■ Data under study:
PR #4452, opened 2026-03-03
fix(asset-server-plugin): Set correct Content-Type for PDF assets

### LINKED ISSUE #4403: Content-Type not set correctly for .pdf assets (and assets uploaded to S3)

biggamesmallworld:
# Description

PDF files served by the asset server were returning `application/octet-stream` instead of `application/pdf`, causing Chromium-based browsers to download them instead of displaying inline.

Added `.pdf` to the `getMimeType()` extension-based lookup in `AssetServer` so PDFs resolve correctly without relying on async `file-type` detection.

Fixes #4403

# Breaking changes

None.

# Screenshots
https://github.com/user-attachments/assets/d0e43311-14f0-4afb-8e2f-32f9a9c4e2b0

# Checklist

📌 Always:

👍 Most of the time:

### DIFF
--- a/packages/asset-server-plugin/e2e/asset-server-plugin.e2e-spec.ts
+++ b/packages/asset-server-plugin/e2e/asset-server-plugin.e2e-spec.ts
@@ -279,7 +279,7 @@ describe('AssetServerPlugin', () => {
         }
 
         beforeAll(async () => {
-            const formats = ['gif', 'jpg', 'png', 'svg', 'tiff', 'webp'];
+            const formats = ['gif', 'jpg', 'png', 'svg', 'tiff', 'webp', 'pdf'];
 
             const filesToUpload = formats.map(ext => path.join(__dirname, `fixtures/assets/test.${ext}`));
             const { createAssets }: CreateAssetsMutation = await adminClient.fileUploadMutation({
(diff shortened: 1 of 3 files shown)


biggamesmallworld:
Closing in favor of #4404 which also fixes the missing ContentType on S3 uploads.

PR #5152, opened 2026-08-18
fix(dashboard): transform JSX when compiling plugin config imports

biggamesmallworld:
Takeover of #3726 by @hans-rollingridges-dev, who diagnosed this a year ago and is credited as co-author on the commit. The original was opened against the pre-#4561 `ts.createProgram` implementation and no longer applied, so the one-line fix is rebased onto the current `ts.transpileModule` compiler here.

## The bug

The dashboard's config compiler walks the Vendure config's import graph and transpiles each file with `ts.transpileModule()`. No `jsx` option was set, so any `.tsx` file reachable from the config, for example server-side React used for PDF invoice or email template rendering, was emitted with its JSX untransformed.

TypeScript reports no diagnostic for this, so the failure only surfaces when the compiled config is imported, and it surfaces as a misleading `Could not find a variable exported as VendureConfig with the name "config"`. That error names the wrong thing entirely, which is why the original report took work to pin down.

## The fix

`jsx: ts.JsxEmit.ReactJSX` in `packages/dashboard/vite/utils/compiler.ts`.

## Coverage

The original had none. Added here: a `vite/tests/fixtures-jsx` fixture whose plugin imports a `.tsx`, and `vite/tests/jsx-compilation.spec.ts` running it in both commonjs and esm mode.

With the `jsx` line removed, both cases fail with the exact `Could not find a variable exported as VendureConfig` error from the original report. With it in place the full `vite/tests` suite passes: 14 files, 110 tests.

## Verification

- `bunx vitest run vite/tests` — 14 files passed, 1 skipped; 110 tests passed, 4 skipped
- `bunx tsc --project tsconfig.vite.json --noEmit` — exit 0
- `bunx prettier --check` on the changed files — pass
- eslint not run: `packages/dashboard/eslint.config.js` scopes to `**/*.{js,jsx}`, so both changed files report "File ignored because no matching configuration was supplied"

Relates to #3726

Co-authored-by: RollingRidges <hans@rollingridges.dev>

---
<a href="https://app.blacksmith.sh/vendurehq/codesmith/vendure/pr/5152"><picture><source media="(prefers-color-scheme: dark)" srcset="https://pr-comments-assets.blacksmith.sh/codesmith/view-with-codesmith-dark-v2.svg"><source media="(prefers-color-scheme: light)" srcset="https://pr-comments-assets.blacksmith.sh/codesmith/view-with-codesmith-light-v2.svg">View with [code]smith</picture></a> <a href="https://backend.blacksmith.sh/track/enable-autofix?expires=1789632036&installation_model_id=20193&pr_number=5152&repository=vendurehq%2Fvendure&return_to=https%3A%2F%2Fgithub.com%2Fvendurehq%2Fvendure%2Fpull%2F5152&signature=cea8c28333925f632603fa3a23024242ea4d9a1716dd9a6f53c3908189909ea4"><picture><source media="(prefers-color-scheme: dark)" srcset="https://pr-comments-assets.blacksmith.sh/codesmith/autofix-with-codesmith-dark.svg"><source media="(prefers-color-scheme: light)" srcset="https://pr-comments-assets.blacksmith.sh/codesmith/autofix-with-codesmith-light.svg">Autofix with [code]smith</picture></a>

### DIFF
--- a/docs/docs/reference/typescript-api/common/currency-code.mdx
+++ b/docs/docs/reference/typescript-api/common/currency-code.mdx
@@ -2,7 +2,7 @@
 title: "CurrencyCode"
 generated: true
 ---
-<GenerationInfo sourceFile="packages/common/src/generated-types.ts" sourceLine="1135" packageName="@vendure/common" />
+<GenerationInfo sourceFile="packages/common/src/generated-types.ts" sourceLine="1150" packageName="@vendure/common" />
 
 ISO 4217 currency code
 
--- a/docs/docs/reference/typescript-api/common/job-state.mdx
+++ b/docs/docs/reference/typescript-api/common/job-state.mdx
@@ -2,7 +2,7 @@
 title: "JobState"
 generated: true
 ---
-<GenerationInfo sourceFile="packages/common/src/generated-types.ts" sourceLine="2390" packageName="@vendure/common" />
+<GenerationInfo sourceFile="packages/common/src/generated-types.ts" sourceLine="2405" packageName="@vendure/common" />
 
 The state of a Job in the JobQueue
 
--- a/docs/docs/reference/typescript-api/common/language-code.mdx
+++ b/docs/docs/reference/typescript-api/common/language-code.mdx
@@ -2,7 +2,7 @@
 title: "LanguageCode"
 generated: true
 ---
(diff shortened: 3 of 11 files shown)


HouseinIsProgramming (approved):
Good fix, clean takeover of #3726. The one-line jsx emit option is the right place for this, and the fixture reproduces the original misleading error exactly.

■ What is expected: All entries must be given again exactly.

■ Output for this exercise:
PR #4452, opened 2026-03-03
fix(asset-server-plugin): Set correct Content-Type for PDF assets

### LINKED ISSUE #4403: Content-Type not set correctly for .pdf assets (and assets uploaded to S3)

biggamesmallworld:
# Description

PDF files served by the asset server were returning `application/octet-stream` instead of `application/pdf`, causing Chromium-based browsers to download them instead of displaying inline.

Added `.pdf` to the `getMimeType()` extension-based lookup in `AssetServer` so PDFs resolve correctly without relying on async `file-type` detection.

Fixes #4403

# Breaking changes

None.

# Screenshots
https://github.com/user-attachments/assets/d0e43311-14f0-4afb-8e2f-32f9a9c4e2b0

# Checklist

📌 Always:

👍 Most of the time:

### DIFF
--- a/packages/asset-server-plugin/e2e/asset-server-plugin.e2e-spec.ts
+++ b/packages/asset-server-plugin/e2e/asset-server-plugin.e2e-spec.ts
@@ -279,7 +279,7 @@ describe('AssetServerPlugin', () => {
         }
 
         beforeAll(async () => {
-            const formats = ['gif', 'jpg', 'png', 'svg', 'tiff', 'webp'];
+            const formats = ['gif', 'jpg', 'png', 'svg', 'tiff', 'webp', 'pdf'];
 
             const filesToUpload = formats.map(ext => path.join(__dirname, `fixtures/assets/test.${ext}`));
             const { createAssets }: CreateAssetsMutation = await adminClient.fileUploadMutation({
(diff shortened: 1 of 3 files shown)


biggamesmallworld:
Closing in favor of #4404 which also fixes the missing ContentType on S3 uploads.

PR #5152, opened 2026-08-18
fix(dashboard): transform JSX when compiling plugin config imports

biggamesmallworld:
Takeover of #3726 by @hans-rollingridges-dev, who diagnosed this a year ago and is credited as co-author on the commit. The original was opened against the pre-#4561 `ts.createProgram` implementation and no longer applied, so the one-line fix is rebased onto the current `ts.transpileModule` compiler here.

## The bug

The dashboard's config compiler walks the Vendure config's import graph and transpiles each file with `ts.transpileModule()`. No `jsx` option was set, so any `.tsx` file reachable from the config, for example server-side React used for PDF invoice or email template rendering, was emitted with its JSX untransformed.

TypeScript reports no diagnostic for this, so the failure only surfaces when the compiled config is imported, and it surfaces as a misleading `Could not find a variable exported as VendureConfig with the name "config"`. That error names the wrong thing entirely, which is why the original report took work to pin down.

## The fix

`jsx: ts.JsxEmit.ReactJSX` in `packages/dashboard/vite/utils/compiler.ts`.

## Coverage

The original had none. Added here: a `vite/tests/fixtures-jsx` fixture whose plugin imports a `.tsx`, and `vite/tests/jsx-compilation.spec.ts` running it in both commonjs and esm mode.

With the `jsx` line removed, both cases fail with the exact `Could not find a variable exported as VendureConfig` error from the original report. With it in place the full `vite/tests` suite passes: 14 files, 110 tests.

## Verification

- `bunx vitest run vite/tests` — 14 files passed, 1 skipped; 110 tests passed, 4 skipped
- `bunx tsc --project tsconfig.vite.json --noEmit` — exit 0
- `bunx prettier --check` on the changed files — pass
- eslint not run: `packages/dashboard/eslint.config.js` scopes to `**/*.{js,jsx}`, so both changed files report "File ignored because no matching configuration was supplied"

Relates to #3726

Co-authored-by: RollingRidges <hans@rollingridges.dev>

---
<a href="https://app.blacksmith.sh/vendurehq/codesmith/vendure/pr/5152"><picture><source media="(prefers-color-scheme: dark)" srcset="https://pr-comments-assets.blacksmith.sh/codesmith/view-with-codesmith-dark-v2.svg"><source media="(prefers-color-scheme: light)" srcset="https://pr-comments-assets.blacksmith.sh/codesmith/view-with-codesmith-light-v2.svg">View with [code]smith</picture></a> <a href="https://backend.blacksmith.sh/track/enable-autofix?expires=1789632036&installation_model_id=20193&pr_number=5152&repository=vendurehq%2Fvendure&return_to=https%3A%2F%2Fgithub.com%2Fvendurehq%2Fvendure%2Fpull%2F5152&signature=cea8c28333925f632603fa3a23024242ea4d9a1716dd9a6f53c3908189909ea4"><picture><source media="(prefers-color-scheme: dark)" srcset="https://pr-comments-assets.blacksmith.sh/codesmith/autofix-with-codesmith-dark.svg"><source media="(prefers-color-scheme: light)" srcset="https://pr-comments-assets.blacksmith.sh/codesmith/autofix-with-codesmith-light.svg">Autofix with [code]smith</picture></a>

### DIFF
--- a/docs/docs/reference/typescript-api/common/currency-code.mdx
+++ b/docs/docs/reference/typescript-api/common/currency-code.mdx
@@ -2,7 +2,7 @@
 title: "CurrencyCode"
 generated: true
 ---
-<GenerationInfo sourceFile="packages/common/src/generated-types.ts" sourceLine="1135" packageName="@vendure/common" />
+<GenerationInfo sourceFile="packages/common/src/generated-types.ts" sourceLine="1150" packageName="@vendure/common" />
 
 ISO 4217 currency code
 
--- a/docs/docs/reference/typescript-api/common/job-state.mdx
+++ b/docs/docs/reference/typescript-api/common/job-state.mdx
@@ -2,7 +2,7 @@
 title: "JobState"
 generated: true
 ---
-<GenerationInfo sourceFile="packages/common/src/generated-types.ts" sourceLine="2390" packageName="@vendure/common" />
+<GenerationInfo sourceFile="packages/common/src/generated-types.ts" sourceLine="2405" packageName="@vendure/common" />
 
 The state of a Job in the JobQueue
 
--- a/docs/docs/reference/typescript-api/common/language-code.mdx
+++ b/docs/docs/reference/typescript-api/common/language-code.mdx
@@ -2,7 +2,7 @@
 title: "LanguageCode"
 generated: true
 ---
(diff shortened: 3 of 11 files shown)


HouseinIsProgramming (approved):
Good fix, clean takeover of #3726. The one-line jsx emit option is the right place for this, and the fixture reproduces the original misleading error exactly.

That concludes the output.